The Working Group called for additional research, and warned, "other treatment regimes should be carefully considered before mefloquine is used at the doses required for treatment."
Still, despite the red flags that pointed to mefloquine as a high-risk drug, the DoD's mefloquine program proceeded.
In fact, a June 2004 set of guidelines issued by the Centers for Disease Control and Prevention (CDC) says mefloquine should only be used when other standard drugs were not available, as it "is associated with a higher rate of severe neuropsychiatric reactions when used at treatment doses."

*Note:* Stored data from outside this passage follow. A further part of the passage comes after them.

PR #505, opened 2023-06-02
React_redux-list-of-todos

SerhiiVovchenko:
[DEMO LINK](https://SerhiiVovchenko.github.io/react_redux-list-of-todos/)

### DIFF
--- a/src/App.tsx
+++ b/src/App.tsx
@@ -1,14 +1,27 @@
-/* eslint-disable max-len */
-import React from 'react';
+import React, { useEffect } from 'react';
 import 'bulma/css/bulma.css';
 import '@fortawesome/fontawesome-free/css/all.css';
 
+import { useDispatch } from 'react-redux';
 import { TodoList } from './components/TodoList';
 import { TodoFilter } from './components/TodoFilter';
 import { TodoModal } from './components/TodoModal';
 import { Loader } from './components/Loader';
+import { useAppSelector } from './app/hooks';
+import { getTodos } from './api';
+import { setTodos } from './features/todos';
 
 export const App: React.FC = () => {
+  const dispatch = useDispatch();
+  const selectedTodo = useAppSelector(state => state.currentTodo);
+  const todos = useAppSelector(state => state.todos);
+
+  useEffect(() => {
+    getTodos().then(apiTodos => {
+      dispatch(setTodos(apiTodos));
+    });
+  }, []);
+
   return (
     <>
       <div className="section">
@@ -21,14 +34,17 @@ export const App: React.FC = () => {
             </div>
 
             <div className="block">
-              <Loader />
-              <TodoList />
+              {!todos.length
+                ? <Loader />
+                : <TodoList />}
             </div>
           </div>
         </div>
       </div>
 
-      <TodoModal />
+      {selectedTodo && (
+        <TodoModal selectedTodo={selectedTodo} />
+      )}
     </>
   );
 };
--- a/src/components/TodoFilter/TodoFilter.tsx
+++ b/src/components/TodoFilter/TodoFilter.tsx
@@ -1,6 +1,26 @@
 import React from 'react';
+import { useDispatch } from 'react-redux';
+import { useAppSelector } from '../../app/hooks';
+import { actions as filterActions } from '../../features/filter';
+import { Status } from '../../types/Status';
 
 export const TodoFilter: React.FC = () => {
+  const { query, status } = useAppSelector(state => state.filter);
+  const dispatch = useDispatch();
+
+  const handleSelect: React.ChangeEventHandler<HTMLSelectElement>
+    = (event: React.ChangeEvent<HTMLSelectElement>) => {
+      dispatch(filterActions.setFilterType(event.target.value as Status));
+    };
+
+  const clearInput = () => {
+    dispatch(filterActions.setQuery(''));
+  };
+
+  const handleChange = (event: React.ChangeEvent<HTMLInputElement>) => {
+    dispatch(filterActions.setQuery(event.target.value));
+  };
+
   return (
     <form
       className="field has-addons"
@@ -8,7 +28,11 @@ export const TodoFilter: React.FC = () => {
     >
       <p className="control">
         <span className="select">
-          <select data-cy="statusSelect">
+          <select
+            data-cy="statusSelect"
+            value={status}
+            onChange={handleSelect}
+          >
             <option value="all">All</option>
             <option value="active">Active</option>
             <option value="completed">Completed</option>
@@ -22,19 +46,24 @@ export const TodoFilter: React.FC = () => {
           type="text"
           className="input"
           placeholder="Search..."
+          value={query}
+          onChange={handleChange}
         />
         <span className="icon is-left">
           <i className="fas fa-magnifying-glass" />
         </span>
 
-        <span className="icon is-right" style={{ pointerEvents: 'all' }}>
-          {/* eslint-disable-next-line jsx-a11y/control-has-associated-label */}
-          <button
-            data-cy="clearSearchButton"
-            type="button"
-            className="delete"
-          />
-        </span>
+        {!!query.length && (
+          <span className="icon is-right" style={{ pointerEvents: 'all' }}>
+            {/* eslint-disable-next-line jsx-a11y/control-has-associated-label */}
+            <button
+              data-cy="clearSearchButton"
+              type="button"
+              className="delete"
+              onClick={clearInput}
+            />
+          </span>
+        )}
       </p>
     </form>
   );
--- a/src/components/TodoList/TodoList.tsx
+++ b/src/components/TodoList/TodoList.tsx
@@ -1,210 +1,102 @@
-/* eslint-disable max-len */
 import React from 'react';
+import classNames from 'classnames';
+import { useAppDispatch, useAppSelector } from '../../app/hooks';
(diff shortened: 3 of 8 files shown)


src/components/TodoModal/TodoModal.tsx
```diff
@@ -1,40 +1,76 @@
...
-      <div className="modal-card">
-        <header className="modal-card-head">
-          <div
-            className="modal-card-title has-text-weight-medium"
-            data-cy="modal-header"
-          >
-            Todo #3
-          </div>
+  useEffect(() => {
+    if (selectedTodo) {
```
Anastasiia-Svintsova, line 18: Consider handling possible errors when fetching the user data with a .catch() block.

src/features/todos.ts
```diff
@@ -1,9 +1,24 @@
...
+  { type: SET_TODOS, playload: todos }
+);
+
+const todosReducer = (
+  state: Todo[] = [],
+  action: SetTodos,
+): Todo[] => {
+  switch (action.type) {
+    case SET_TODOS:
+      return action.playload;
```
Anastasiia-Svintsova, line 17: Correct the typo 'playload' to 'payload'.

src/features/todos.ts
```diff
@@ -1,9 +1,24 @@
 import { Todo } from '../types/Todo';
 
-export const actions = {};
+const SET_TODOS = 'setTodos';
 
-const todosReducer = (): Todo[] => {
-  return [];
+type SetTodos = { type: 'setTodos', playload: Todo[] };
```
Anastasiia-Svintsova, line 5: Correct the typo 'playload' to 'payload'.

src/features/todos.ts
```diff
@@ -1,9 +1,24 @@
...
+
+export const setTodos = (todos: Todo[]) => (
+  { type: SET_TODOS, playload: todos }
```
Anastasiia-Svintsova, line 8: Correct the typo 'playload' to 'payload'.

src/components/TodoList/TodoList.tsx
```diff
@@ -1,210 +1,102 @@
...
-
-          <tr data-cy="todo">
-            <td className="is-vcentered">5</td>
-            <td className="is-vcentered"> </td>
-
-            <td className="is-vcentered is-expanded">
-              <p className="has-text-danger">laboriosam mollitia et enim quasi adipisci quia provident illum</p>
-            </td>
+  const dispatch = useAppDispatch();
+  const todos = useAppSelector(state => state.todos);
```
Anastasiia-Svintsova, line 9: It would be better to destructure the state object to make the code more readable. For example, 'const { todos, currentTodo, filter } = useAppSelector(state => state);'

src/App.tsx
```diff
@@ -21,14 +34,17 @@ export const App: React.FC = () => {
             </div>
 
             <div className="block">
-              <Loader />
-              <TodoList />
+              {!todos.length
+                ? <Loader />
```
Anastasiia-Svintsova, line 38: Hm🤔 Let's think what will be if there is an empty array of todos from the server. You should add a state to check if it's loading or not

src/components/TodoFilter/TodoFilter.tsx
```diff
@@ -1,14 +1,38 @@
...
+import { useAppSelector } from '../../app/hooks';
+import { actions as filterActions } from '../../features/filter';
+import { Status } from '../../types/Status';
 
 export const TodoFilter: React.FC = () => {
+  const { query, status } = useAppSelector(state => state.filter);
+  const dispatch = useDispatch();
+
+  const handleSelect: React.ChangeEventHandler<HTMLSelectElement>
+    = (event: React.ChangeEvent<HTMLSelectElement>) => {
```
Anastasiia-Svintsova, line 12:
```suggestion
  const handleSelect: React.ChangeEventHandler<HTMLSelectElement> = (
    event: React.ChangeEvent<HTMLSelectElement>
  ) => {
```

src/components/TodoFilter/TodoFilter.tsx
```diff
@@ -1,14 +1,38 @@
...
+      dispatch(filterActions.setFilterType(event.target.value as Status));
+    };
+
+  const clearInput = () => {
+    dispatch(filterActions.setQuery(''));
```
Anastasiia-Svintsova, line 17: Use destructuring for the filterActions

src/components/TodoFilter/TodoFilter.tsx
```diff
@@ -1,14 +1,38 @@
...
         <span className="select">
-          <select data-cy="statusSelect">
+          <select
+            data-cy="statusSelect"
+            value={status}
+            onChange={handleSelect}
+          >
             <option value="all">All</option>
             <option value="active">Active</option>
             <option value="completed">Completed</option>
```
Anastasiia-Svintsova, line 38: Use an enum for the filter types

src/components/TodoFilter/TodoFilter.tsx
```diff
@@ -22,19 +46,24 @@ export const TodoFilter: React.FC = () => {
...
-          {/* eslint-disable-next-line jsx-a11y/control-has-associated-label */}
-          <button
-            data-cy="clearSearchButton"
-            type="button"
-            className="delete"
-          />
-        </span>
+        {!!query.length && (
+          <span className="icon is-right" style={{ pointerEvents: 'all' }}>
+            {/* eslint-disable-next-line jsx-a11y/control-has-associated-label */}
```
Anastasiia-Svintsova, line 58: Don't disable eslint, try to solve the error

src/components/TodoList/TodoList.tsx
```diff
@@ -1,210 +1,102 @@
...
+      default:
+        return todos;
+    }
+  };
 
-          <tr data-cy="todo">
-            <td className="is-vcentered">8</td>
+  const list = selectList().filter(l => {
+    return l.title.toLowerCase().includes(query);
+  });
```
Anastasiia-Svintsova, line 32: Use memoization for expensive calculations

src/components/TodoList/TodoList.tsx
```diff
@@ -1,210 +1,102 @@
...
 
             <td className="is-vcentered is-expanded">
-              <p className="has-text-success">illo est ratione doloremque quia maiores aut</p>
+              <p
+                className={classNames({
+                  'has-text-danger': !todo.completed,
+                },
+                {
+                  'has-text-success': todo.completed,
+                })}
```
Anastasiia-Svintsova, line 73: One of the possible options: 
```suggestion
                className={todo.completed ? 'has-text-success' : 'has-text-danger'}
```

src/components/TodoModal/TodoModal.tsx
```diff
@@ -1,40 +1,76 @@
...
+          </header>
 
-            {/* For completed */}
-            <strong className="has-text-success">Done</strong>
-            {' by '}
-            <a href="mailto:Sincere@april.biz">Leanne Graham</a>
-          </p>
+          <div className="modal-card-body">
+            <p className="block" data-cy="modal-title">
+              {selectedTodo.title}
```
Anastasiia-Svintsova, line 55: Use destructuring for the selectedTodo

src/components/TodoModal/TodoModal.tsx
```diff
@@ -1,40 +1,76 @@
...
+
+            <p className="block" data-cy="modal-user">
+              {selectedTodo.completed ? (
+                <strong className="has-text-success">Done</strong>
+              ) : (
+                <strong className="has-text-danger">Planned</strong>
+              )}
+              {' by '}
+              <a
+                href={`mailto:${currentUser.email}`}
```
Anastasiia-Svintsova, line 66: Same for the currentUser object

Anastasiia-Svintsova (changes requested):

OleziO (changes requested):
Fix filters.
image

src/components/TodoList/TodoList.tsx
```diff
@@ -1,210 +1,102 @@
...
-            <td className="has-text-right is-vcentered">
-              <button data-cy="selectButton" className="button" type="button">
-                <span className="icon">
-                  <i className="far fa-eye" />
-                </span>
-              </button>
-            </td>
-          </tr>
+      default:
+        return todos;
```
TarasHoliuk, line 25:
```suggestion
        return true;
```
you don't actually return `todos` here - filter callback should return a boolean value, so returned by you `todos` is transformed to a boolean value under the hood - it is always true because it's an array. but better to return `true` explicitly (FYI)

src/App.tsx
```diff
@@ -1,14 +1,31 @@
...
 import { Loader } from './components/Loader';
+import { useAppSelector } from './app/hooks';
+import { getTodos } from './api';
+import { setTodos } from './features/todos';
 
 export const App: React.FC = () => {
+  const dispatch = useDispatch();
+  const selectedTodo = useAppSelector(state => state.currentTodo);
+  const todos = useAppSelector(state => state.todos);
+  const [isLoading, setIsLoading] = useState(false);
```
TarasHoliuk, line 18:
```suggestion
  const [isLoaded, setIsLoaded] = useState(false);
```
`isLoading` means that in the current moment, loading is in process, but according to cases you use this value, you store `true` if loading is done, so it should be named properly

TarasHoliuk (approved):
I've added a few comments just FYI (no need to re-request review)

According to the CDC, "'presumptive treatment' without the benefit of laboratory confirmation should be reserved for extreme circumstances (strong clinical suspicion, severe disease, impossibility of obtaining prompt laboratory confirmation)."
A CDC spokesman refused to comment about the "presumptive treatment" of malaria at Guantanamo and referred questions to the DoD.
Nevin said, if "mass presumptive treatment has been given consistently, many dozens of detainees, possibly hundreds, would almost certainly have suffered such disabling adverse events."
"It appears that for years, senior Defense health leaders have condoned the medically indefensible practice of using high doses of mefloquine ostensibly for mass presumptive treatment of malaria among detainees from the Middle East and Asia lacking any evidence of disease," Nevin said. "This is a use for which there is no precedent in the medical literature and which is specifically discouraged among refugees by malaria experts at the Centers for Disease Control."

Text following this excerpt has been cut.